Outside sources donated a record-shattering $222 million of funding for research to UCSB during the 2009-10 fiscal year, marking a nearly 30 percent boost in contributions over the previous year.
The 28 percent increase in extramural funding from ’08-’09 to ’09-’10 — which campus authorities say we largely have the federal government to thank — also indicates that the university is now receiving double the amount of outside funding for research than it did ten years ago.
Vice Chancellor for Research Michael Witherell said the dramatic hike correlates directly to the passage of the American Recovery and Reinvestment Act in 2009, which provided $40 million to UCSB for research in 2010. In fact, $192 million of the $222 million UCSB received in external research funding in ’09-’10 came from federal research agencies.
“Funding agencies like the National Science Foundation and the Department of Energy had more funding to allocate this year because of ARRA so there was more money to compete for,” he said. “We have averaged seven percent increases over the last 20 years because of our increasing competitiveness, but this year the increase jumped to 28 percent because of ARRA.”
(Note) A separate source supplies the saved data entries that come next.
PR #182, opened 2025-06-30
✨ Pulse representation specifications

### LINKED ISSUE #173: ✨ Data types for pulse representation

The following types with corresponding properties are proposed to be introduced:

`QDMI_PULSE_PARAMETER`:
- Name
- Range
- Permission (Read-only, R/W)

`QDMI_PULSE_SHAPE`: 
Predefined pulse shape:
- Name: e.g. “Gaussian”
- formula: str -> “ax^2+bx+c”
- parameters: List[`QDMI_PULSE_PARAMETER`]

`QDMI_PULSE_OPERATION_IMPLEMENTATION`:
- Pulse program Intermediate Representation (e.g., OpenPulse)
OR `QDMI_PULSE_SHAPE` with parameter values set

The types can likely be introduced as opaque pointers once the properties have been discussed and finalised.

mnfarooqi:
## Description

Introduce opaque pointers (`QDMI_Pulse_Parameter`, `QDMI_Pulse_Waveform` and `QDMI_Pulse_Implementation`), as well as the corresponding enums and query functions, to represent and query pulses.

Fixes #173 

## Checklist:

- [ ] The pull request only contains commits that are related to it.
- [ ] I have added appropriate tests and documentation.
- [ ] I have made sure all CI jobs on GitHub pass.
- [ ] The pull request introduces no new warnings and follows the project's style guidelines.


mnfarooqi:
Hi @donsano33 and @amitQC,
Could you please check and confirm whether this is what we need to represent a pulse?

examples/device/c/device.c
```diff
@@ -23,6 +23,8 @@ SPDX-License-Identifier: Apache-2.0 WITH LLVM-exception
 
 #include "c_qdmi/device.h"
 
+#include "c_qdmi/types.h"
+
```
ystade, line 27:
```suggestion
```
Iirc, this should not be necessary since the header above already re-exposes the types header.

examples/device/c/device.c
```diff
@@ -846,3 +848,29 @@ int C_QDMI_device_session_query_operation_property(
   }
   return QDMI_ERROR_NOTSUPPORTED;
 } /// [DOXYGEN FUNCTION END]
+
+struct C_QDMI_Pulse_Implementation_impl_d {};
+struct C_QDMI_Pulse_Waveform_impl_t {};
+struct C_QDMI_Pulse_Implementation_impl_t {};
```
ystade, line 854: The types, i.e., the structure names ending with `_t` should not needed to be redefined by the device, actually, this should lead to a compiler error because of redefinition. Am I overseeing something?

examples/device/c/device.c
```diff
@@ -846,3 +848,29 @@ int C_QDMI_device_session_query_operation_property(
...
+
+int C_QDMI_device_session_query_pulse_parameter_property(
+    C_QDMI_Device_Session session, C_QDMI_Pulse_Parameter param,
+    const QDMI_Pulse_Parameter_Property prop, const size_t size, void *value,
+    size_t *size_ret) {
+
```
ystade, line 860: Even if no property is supported, the function is expected to validate its arguments and return `QDMI_ERROR_INVALIDARGUMENT` if necessary. That has higher priority than `QDMI_ERROR_NOTSUPPORTED`.

ystade: This comment also applies to the two subsequent functions.

examples/device/cxx/device.cpp
```diff
@@ -24,6 +24,9 @@ SPDX-License-Identifier: Apache-2.0 WITH LLVM-exception
 
 #include "cxx_qdmi/device.h"
 
+#include "cxx_qdmi/types.h"
+#include "qdmi/constants.h"
```
ystade, line 28: Those should all be re-exported by the device header and not needed here. In particular, including headers from the directory with the prefixed headers and from the main include directory does not seem clean to me.
```suggestion
```

examples/device/cxx/device.cpp
```diff
@@ -212,7 +227,57 @@ const std::unordered_map<
           {{CXX_DEVICE_SITES[0], CXX_DEVICE_SITES[4]}, 0.95}}},
         // No need to specify single-qubit fidelities here
 };
-} // namespace
+
+const CXX_QDMI_Pulse_Parameter_impl_d AMPLITUDE{"A"};
```
ystade, line 231: If I understand that correctly, than only "A" is transferred as the name of the parameter through QDMI. Is that standardized anywhere? If not, I propose to use a more comprehensive name, i.e., `"amplitude"`. Similar reasoning applies to the next one.

examples/device/cxx/device.cpp
```diff
@@ -212,7 +227,57 @@ const std::unordered_map<
...
+    GAUSSIAN_PULSE_PARAMETERS = {&AMPLITUDE, &TIME, &SIGMA};
+
+const std::unordered_map<const CXX_QDMI_Pulse_Parameter_impl_d *,
+                         std::tuple<double, double, bool>>
+    GAUSSIAN_PULSE_PARAMETERS_PROPERTIES = {
+        {&AMPLITUDE, {0.3, 0.7, true}},
+        {&TIME,
+         {-std::numeric_limits<double>::infinity(),
+          std::numeric_limits<double>::infinity(), true}},
+        {&SIGMA, {10.0, 20.0, true}},
```
ystade, line 247: Even though QDMI does not define it, I propose to define a `struct` containing the three respective properties for a parameter instead of a tuple. This give the code better clearity as the different entries are than accessed via a meaningful name.

examples/device/cxx/device.cpp
```diff
@@ -776,7 +841,7 @@ int CXX_QDMI_device_session_query_device_property(
 
   ADD_SINGLE_VALUE_PROPERTY(
       QDMI_DEVICE_PROPERTY_PULSESUPPORT, QDMI_Device_Pulse_Support_Level,
-      QDMI_DEVICE_PULSE_SUPPORT_LEVEL_NONE, prop, size, value, size_ret)
+      QDMI_DEVICE_PULSE_SUPPORT_LEVEL_SITE, prop, size, value, size_ret)
```
ystade, line 844: Ok, that I a rather random place for this comment but this just came to my mind: To align this enum value to the naming convention throughout QDMI, I propose `QDMI_DEVICE_PULSESUPPORT_SITE`.

examples/device/cxx/device.cpp
```diff
@@ -873,3 +945,87 @@ int CXX_QDMI_device_session_query_operation_property(
...
+      (prop >= QDMI_PULSE_PARAMETER_PROPERTY_MAX &&
+       prop != QDMI_PULSE_PARAMETER_PROPERTY_CUSTOM1 &&
+       prop != QDMI_PULSE_PARAMETER_PROPERTY_CUSTOM2 &&
+       prop != QDMI_PULSE_PARAMETER_PROPERTY_CUSTOM3 &&
+       prop != QDMI_PULSE_PARAMETER_PROPERTY_CUSTOM4 &&
+       prop != QDMI_PULSE_PARAMETER_PROPERTY_CUSTOM5)) {
+    return QDMI_ERROR_INVALIDARGUMENT;
+  }
+
+  auto [range_min, range_max, is_mutable] =
```
ystade, line 963:
```suggestion
  const auto& [range_min, range_max, is_mutable] =
```
Saves some copies.

examples/device/cxx/device.cpp
```diff
@@ -873,3 +945,87 @@ int CXX_QDMI_device_session_query_operation_property(
...
+       prop != QDMI_PULSE_IMPLEMENTATION_PROPERTY_CUSTOM1 &&
+       prop != QDMI_PULSE_IMPLEMENTATION_PROPERTY_CUSTOM2 &&
+       prop != QDMI_PULSE_IMPLEMENTATION_PROPERTY_CUSTOM3 &&
+       prop != QDMI_PULSE_IMPLEMENTATION_PROPERTY_CUSTOM4 &&
+       prop != QDMI_PULSE_IMPLEMENTATION_PROPERTY_CUSTOM5)) {
+    return QDMI_ERROR_INVALIDARGUMENT;
+  }
+  ADD_SINGLE_VALUE_PROPERTY(
+      QDMI_PULSE_IMPLEMENTATION_PROPERTY_PULSEWAVEFORM, CXX_QDMI_Pulse_Waveform,
+      const_cast<CXX_QDMI_Pulse_Waveform>(
```
ystade, line 1021: I assume this `const_cast` is necessary, right? Just to double-check that it is not superfluous. Feel free to resolve immediately.

examples/driver/qdmi_example_driver.cpp
```diff
@@ -24,6 +24,7 @@ SPDX-License-Identifier: Apache-2.0 WITH LLVM-exception
 
 #include "qdmi/client.h"
 #include "qdmi/device.h"
+#include "qdmi/types.h"
```
ystade, line 27:
```suggestion
```
Same reason as above.

test/test_qdmi.cpp
```diff
@@ -19,6 +19,7 @@ SPDX-License-Identifier: Apache-2.0 WITH LLVM-exception
 #include "example_fomac.hpp"
 #include "example_tool.hpp"
 #include "qdmi/client.h"
+#include "qdmi/constants.h"
```
ystade, line 22:
```suggestion
```

test/utils/test_impl.cpp
```diff
@@ -36,6 +36,7 @@ void QDMIImplementationTest::SetUp() {
   const std::string &library_name = std::get<0>(params);
   const std::string &prefix = std::get<1>(params);
   mode = std::get<2>(params);
+  lib_prefix = std::get<1>(params);
```
ystade, line 39: As noted above, I would like to solve this differently and omit this string here.
```suggestion
```

test/utils/test_impl.hpp
```diff
@@ -54,6 +54,7 @@ class QDMIImplementationTest
   QDMI_Device device = nullptr;
   TEST_SESSION_MODE mode = TEST_SESSION_MODE::READONLY;
   std::string config_file_name;
+  std::string lib_prefix;
```
ystade, line 57: See the two comments above.
```suggestion
```

test/test_qdmi.cpp
```diff
@@ -972,5 +973,51 @@ TEST_P(QDMIImplementationTest, QueryPulseSupportLevel) {
...
   EXPECT_EQ(ret, QDMI_SUCCESS);
-  EXPECT_EQ(pulse_support_level, QDMI_DEVICE_PULSE_SUPPORT_LEVEL_NONE);
+  EXPECT_EQ(pulse_support_level, QDMI_DEVICE_PULSE_SUPPORT_LEVEL_SITE);
+}
+
+TEST_P(QDMIImplementationTest, QueryPulseImplementation) {
+
+  if (lib_prefix != "CXX") {
+    GTEST_SKIP() << "Skipping test for non-C++ implementations";
+  }
```
ystade, line 983: I find it contra-intuitive to decide which device offers a Pulse Implementation depending on the library name. There is an extra QDMI query function for that to query whether a device supports pulse level interaction. I see two possibilities:
1. Defining a macro, that can be added to every such test. This macro would query the pulse support and skip the test by calling `GTEST_SKIP` if necessary.
2. A class `QDMIPulseImplementationTest` that inherits from `QDMIImplementationTest` is defined. The `setUp` function checks the support for pulse level interaction and calls `GTEST_SKIP` if necessary. This class is then used by all test of the pulse level interface.

templates/device/test/test_my_device.cpp
```diff
@@ -17,6 +17,7 @@ SPDX-License-Identifier: Apache-2.0 WITH LLVM-exception
 ------------------------------------------------------------------------------*/
 
 #include "my_qdmi/device.h"
+#include "qdmi/constants.h"
```
ystade, line 20:
```suggestion
```

include/qdmi/device.h
```diff
@@ -351,7 +351,130 @@ int QDMI_device_session_query_operation_property(
...
+ * allow checking if the device supports the specified property without
+ * retrieving the property and without the need to provide a buffer for it.
+ * Additionally, the size of the buffer needed to retrieve the property is
+ * returned in @p size_ret if @p size_ret is not @c NULL.
+ *
+ * See the QDMI_device_query_pulse_waveform_property documentation for an
+ * example.
+ *
+ * May only be called after the session has been initialized with
+ * @ref QDMI_device_session_init.
```
ystade, line 431:
```suggestion
 * @remark Calling this function with @p value set to @c NULL is expected to
 * allow checking if the device supports the specified property without
 * retrieving the property and without the need to provide a buffer for it.
 * Additionally, the size of the buffer needed to retrieve the property is
 * returned in @p size_ret if @p size_ret is not @c NULL.
 * See the QDMI_device_query_pulse_waveform_property documentation for an
 * example.
 * @attention May only be called after the session has been initialized with
 * @ref QDMI_device_session_init.
```
to make it in line with the docstring above.

include/qdmi/constants.h
```diff
@@ -453,6 +453,9 @@ enum QDMI_OPERATION_PROPERTY_T {
   QDMI_OPERATION_PROPERTY_DURATION = 3,
   /// `double` The fidelity of an operation.
   QDMI_OPERATION_PROPERTY_FIDELITY = 4,
+  /// @ref QDMI_Pulse_Implementation The pulse implementation of the
+  /// operation.
+  QDMI_OPERATION_PROPERTY_PULSEIMPLEMENTATION = 5,
```
ystade, line 458: Why does it actually need a `QDMI_Pulse_Implementation` entity? If I understand correctly than the mapping of operations to pulse implementations is a one-to-one mapping. Hence, keeping the interface minimal and because I do not see a significant difference between operation and pulse implementation, I propose to remove this entity and incorporate all of its properties that can be queried as operation properties. A device may report `NOTSUPPORTED` if it does not support pulse level control.

include/qdmi/constants.h
```diff
@@ -482,6 +485,180 @@ enum QDMI_OPERATION_PROPERTY_T {
 /// Operation property type.
 typedef enum QDMI_OPERATION_PROPERTY_T QDMI_Operation_Property;
 
+/**
+ * @brief Enum of the pulse parameter properties that can be queried via @ref
+ * QDMI_device_session_query_pulse_parameter_property as part of the @ref
+ * device_interface "device interface" and via @ref
+ * QDMI_device_query_pulse_parameter_property as part of the @ref
+ * client_interface "client interface".
```
ystade, line 493: I hope we did not vialoate this in the rest of QDMI, but a `@brief` description is a one-liner. You can move additional information into `@details`.

include/qdmi/constants.h
```diff
@@ -482,6 +485,180 @@ enum QDMI_OPERATION_PROPERTY_T {
...
+   * parameter can take.
+   */
+  QDMI_PULSE_PARAMETER_PROPERTY_RANGEMAX = 2,
+  /**
+   * @brief `bool` Whether the pulse parameter is mutable.
+   * @details If this property is set to true, the pulse parameter can be
+   * modified by the user. If it is set to false, the pulse parameter is fixed
+   * and cannot be changed.
+   */
+  QDMI_PULSE_PARAMETER_PROPERTY_MUTABLE = 3,
```
ystade, line 523: I do not understand the purpose of immutable parameters, those are constants. I suggest that constants can already occur as constants in the formula.

include/qdmi/constants.h
```diff
@@ -482,6 +485,180 @@ enum QDMI_OPERATION_PROPERTY_T {
...
+
+/// Pulse parameter property type.
+typedef enum QDMI_PULSE_PARAMETER_PROPERTY_T QDMI_Pulse_Parameter_Property;
+
+/**
+ * @brief Enum of the pulse waveform properties that can be queried via @ref
+ * QDMI_device_session_query_pulse_waveform_property as part of the @ref
+ * device_interface "device interface" and via @ref
+ * QDMI_device_query_pulse_waveform_property as part of the @ref
+ * client_interface "client interface".
```
ystade, line 555: Same as above, should be a one-liner.

include/qdmi/constants.h
```diff
@@ -482,6 +485,180 @@ enum QDMI_OPERATION_PROPERTY_T {
...
+ */
+enum QDMI_PULSE_WAVEFORM_PROPERTY_T {
+  /**
+   * @brief `char*` (string) The name is used to identify the pulse waveform.
+   */
+  QDMI_PULSE_WAVEFORM_PROPERTY_NAME = 0,
+  /**
+   * @brief `char*` (string) The formula used to generate the pulse waveform.
+   */
+  QDMI_PULSE_WAVEFORM_PROPERTY_FORMULA = 1,
```
ystade, line 568: Ok, this will be a bigger comment. I'll put that in my general comment such that we can discuss and consolidate this in the main thread of this PR.

include/qdmi/constants.h
```diff
@@ -482,6 +485,180 @@ enum QDMI_OPERATION_PROPERTY_T {
...
+ * queried to query the pulse program in the desired or in the available format.
+ */
+enum QDMI_PULSE_IMPLEMENTATION_PROPERTY_T {
+  /**
+   * @brief `char*` (string) The pulse implementation in the Open Pulse format.
+   */
+  QDMI_PULSE_IMPLEMENTATION_PROPERTY_OPENPULSE = 0,
+  /**
+   * @brief `QDMI_Pulse_Waveform` (@ref QDMI_Pulse_Waveform) The pulse
+   * implementation as pulse waveform.
```
ystade, line 620:
```suggestion
   * implementation as a pulse waveform.
```
?

ystade (changes requested):
Thanks @mnfarooqi for this first proposal for the pulse level support. Your implementation is already very clean and follows the look and feel of QDMI.

I went though it skipping the FoMaC implementation for now because I think, we should first dicuss some high level topics first. In a later iteration, we can also consolidate FoMaC and the testing.

As indicated in one of the comments, I have one major point of concern: With `QDMI_Pulse_Waveform` we are defining our own standard for representing pulses. Honestly, I am not an expert in pulse level quantum computing. However, I strongly argue that introducing a new calibration grammar should be well-considered. This concern accumulates in the following two points:
1. The current proposal allows to query the waveform in the OpenPulse format. Why do I then even need to have another representation as OpenPulse seems to be supported. I suggest that we decide to use one representation and not multiple to keep the interface minimalistic and do not impose additional implemenation efforts on device implementers.
2. The current (QDMI) waveform specification relies on an unspecified string. First of all, I would argue that a string to represent a term is not the best choice. However, what I find more important to fix the semantics of the pulse representation. Right now, a compiler cannot expect anything from the returned string. For example, consider, the [OpenPulse Grammar](https://openqasm.com/language/openpulse.html). If we do not want to rely on open pulse (for whatever reason), we need a semantic for our pulse representation as well.

@mnfarooqi sorry, questioning the pulse representation. This has nothing to do with the actual code. Your code is perfectly well-strucutred, well-documented, and clean. Nevertheless, we should consolidate what we actually want here.

mnfarooqi:
Thank you @ystade for the detailed review and for moving the discussion forward. The current implementation is based on our initial discussion and is not final, but is intended to facilitate the discussion. I will address the inline comments once we have agreed on the basics. I am also not an expert on pulses, which is why I tagged @donsano33 and @amitQC. Hopefully, they will add their review soon.

The pulse representation here is supposed to serve two purposes: one is to query the generic pulse shapes supported by the device, along with the constraints and pulses for specific operations. The second purpose is to set or overwrite existing pulses for a specific operation.

> 
> 1. The current proposal allows to query the waveform in the OpenPulse format. Why do I then even need to have another representation as OpenPulse seems to be supported. I suggest that we decide to use one representation and not multiple to keep the interface minimalistic and do not impose additional implemenation efforts on device implementers.

The OpenPulse Grammar can be used to query and set pulses specific to an operation, but as far as I know, it cannot be used to query generic pulse waveforms, i.e. the pulse formula and the limits of the parameters in that formula.

> 2. The current (QDMI) waveform specification relies on an unspecified string. First of all, I would argue that a string to represent a term is not the best choice. However, what I find more important to fix the semantics of the pulse representation. Right now, a compiler cannot expect anything from the returned string. For example, consider, the [OpenPulse Grammar](https://openqasm.com/language/openpulse.html). If we do not want to rely on open pulse (for whatever reason), we need a semantic for our pulse representation as well.
> 

As far as I understand, the queried generic pulse waveform is to be consumed manually by a human, not by a compiler. The only automation tool I can think of at the moment would be one that consumes this information and generates human-readable documentation on the pulses supported by a device, along with the parameters and the limits on those parameters. I searched for a standard notation that could be specified in the QDMI specification, but I could not find one. I am thinking of proposing infix notation, which could be used by a tool such as [str2sym](https://de.mathworks.com/help/symbolic/str2sym.html) from MATLAB. If you have any other ideas, please share them.

amitQC:
Thanks @mnfarooqi and @ystade  for starting the conversation. The idea of `waveform`, or in other words, `envelope`, is to query the existing waveforms, e.g., Gaussian, sine, etc. (see here: https://openqasm.com/language/openpulse.html#waveforms). These are generally an array of complex values. We also wanted to provide a mathematical description of these waveforms or envelopes, where a user can change the parameter values of an envelope to generate a pulse. For example, a `sine` envelope is of the form: $\Sigma_{n} a_{n} sin(n *pi *t/T)$, where one just needs to define values of $a_{n}$ to define a pulse. 

From the compiler's perspective, in my opinion, the only thing that matters is the corresponding operation to a pulse. For example, if a NOT gate has a sine waveform, you can take the performance of this pulse into account in FoMaC, but not the underlying pulse itself.

ystade:
Would you mind explaining the following point in your answer a bit further? I do not think that I understand this correctly. What information exactly matters to a compiler? How do I get from a random (I only write random because right now the string is not further specified and could in principle be anything) string to the _performance_?

> you can take the performance of this pulse into account in FoMaC, but not the underlying pulse itself.

amitQC:
> Would you mind explaining the following point in your answer a bit further? I do not think that I understand this correctly. What information exactly matters to a compiler? How do I get from a random (I only write random because right now the string is not further specified and could in principle be anything) string to the _performance_?
> 
> > you can take the performance of this pulse into account in FoMaC, but not the underlying pulse itself.

Sure! Depending on the level of compilation, for a top-level, the underlying pulse implementing a gate `U` does not matter; however, one can consider pulse performance, such as fidelity, time, etc., into consideration. I think that there should be a performance metric corresponding to each gate (i.e., underlying pulse) that can be queried by the compiler. For a very low-level compiler, one can also consider compiling only at the level of pulses, i.e., convert every gate `U` object into pulses and then try compilation. This might help to further compress the resulting circuit (however, there are no general guarantees; this is hardware-specific). Does this answer your question?

mnfarooqi:
> > Would you mind explaining the following point in your answer a bit further? I do not think that I understand this correctly. What information exactly matters to a compiler? How do I get from a random (I only write random because right now the string is not further specified and could in principle be anything) string to the _performance_?
> > > you can take the performance of this pulse into account in FoMaC, but not the underlying pulse itself.
> 
> Sure! Depending on the level of compilation, for a top-level, the underlying pulse implementing a gate `U` does not matter; however, one can consider pulse performance, such as fidelity, time, etc., into consideration. I think that there should be a performance metric corresponding to each gate (i.e., underlying pulse) that can be queried by the compiler. For a very low-level compiler, one can also consider compiling only at the level of pulses, i.e., convert every gate `U` object into pulses and then try compilation. This might help to further compress the resulting circuit (however, there are no general guarantees; this is hardware-specific). Does this answer your question?

Does that mean that the compiler will not use the pulse shape formula (i.e. the mathematical description of these waveforms or envelopes) directly? If not, where/who can use it?

amitQC:
> > > Would you mind explaining the following point in your answer a bit further? I do not think that I understand this correctly. What information exactly matters to a compiler? How do I get from a random (I only write random because right now the string is not further specified and could in principle be anything) string to the _performance_?
> > > > you can take the performance of this pulse into account in FoMaC, but not the underlying pulse itself.
> > 
> > 
> > Sure! Depending on the level of compilation, for a top-level, the underlying pulse implementing a gate `U` does not matter; however, one can consider pulse performance, such as fidelity, time, etc., into consideration. I think that there should be a performance metric corresponding to each gate (i.e., underlying pulse) that can be queried by the compiler. For a very low-level compiler, one can also consider compiling only at the level of pulses, i.e., convert every gate `U` object into pulses and then try compilation. This might help to further compress the resulting circuit (however, there are no general guarantees; this is hardware-specific). Does this answer your question?
> 
> Does that mean that the compiler will not use the pulse shape formula (i.e. the mathematical description of these waveforms or envelopes) directly? If not, where/who can use it?

If compilers use the mathematical formula, it might be a very complex process (as the number of gates and qubits increases), because you have to deal with some complex parameters, compared to an object `U`. These formulas can be used by the user to define the pulse corresponding to a gate `U`. For example, see waveforms defined here: https://docs.meetiqm.com/iqm-pulse/api/iqm.pulse.playlist.waveforms.html.

In my opinion (and as we also briefly discussed during our meetings), one can design pulses corresponding to beyond what the hardware offers, i.e., native gate sets using the formulas mentioned above or by giving a full complex array of amplitudes. If these are different pulse implementations corresponding to a gate `U` (say, `P1`, `P2`, `P3`, etc.), and each pulse `P` has a different property, i.e., duration, fidelity, noise-robustness, etc. These various implementations of `U` can be used by the compiler. For example, if the circuit is deep, the compiler should choose the pulse with the shortest duration.

mnfarooqi:
Moving this thread forward, do either of you have any major comments or suggestions before I address the detailed comments on the code, @burgholzer and @ystade?

burgholzer:
> Moving this thread forward, do either of you have any major comments or suggestions before I address the detailed comments on the code, @burgholzer and @ystade?

I think the most important high level comment is still the one from Yannick (https://github.com/Munich-Quantum-Software-Stack/QDMI/pull/182#pullrequestreview-2991318535)
As long as you keep that in mind while working on the code, that should work.
Note that Yannick is still on vacation the next week. I'll try to answer any questions that come up.

burgholzer:
I am moving this to the 1.3.0 milestone for now as there still seems to be ongoing discussions that need to be resolved and the changes on `main` have been pretty stable for a while.

burgholzer:
I am closing this PR for now while keeping its branch alive for posterity.
This is unlikely to land in QDMI v1 if no one pulls of a heroic effort and is much better suited as a dedicated (sub)module in QDMI v2.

According to a university press release, $67 million of the $192 million that UCSB received from federal funding agencies in 2009-10 was donated by the NSF.
Additionally, Witherell stated, seven prominent assistant professors from science and engineering disciplines were granted Faculty Early Career Development awards from the NSF in 2009-10. Furthermore, over the last six years a higher percentage of assistant professors in science and engineering from UCSB have received NSF awards than any other university in the nation, except for the Massachusetts Institute of Technology, which is tied for first.
“All levels of faculty — professors, associate professors and assistant professors — have succeeded in winning research funding, in addition to UCSB researchers who are not on the faculty,” he said. “I mention the assistant professors particularly because that first round of funding is so important to establishing their research programs.”
UCSB’s Institute for Energy Efficiency received the largest extramural grant for research at the university in 2009-10 when its faculty garnered $15.7 million to launch the Center for Energy-Efficient Materials. The facility will use the endowment to advance technologies such as photovoltaics, thermoelectrics and solid-state lighting at the new center.
According to Witherell, many researchers, staff and faculty members can all benefit from just one research grant, which is often divided among multiple disciplines.
“One should realize that a single large research grant like that is awarded to a team of researchers in many departments,” he said. “It is listed under [electrical and computer engineering for instance,] because the ‘principal investigator’ is John Bowers, a professor of ECE. But it will be used to support researchers across a wide range of departments.”
Other recipients of external federal grants this year included the computer science, science and technology and physics departments.
Additionally, the Humanities Dept. — traditionally not a recipient of noteworthy federal funding — saw English professor Patricia Fumerton receive a two-year grant of $315,000 for the English Broadside Ballad Archive (her third win), which seeks to collect, catalogue and make ballads readily accessible to the public by providing high-quality facsimiles, transcriptions and recordings.
“The Ballads weren’t originally printed in color, but now you will be able to see them in color,” she said. “They look totally different. The last grant we received allows us to look at the color images, which changes the perspective of the pieces.”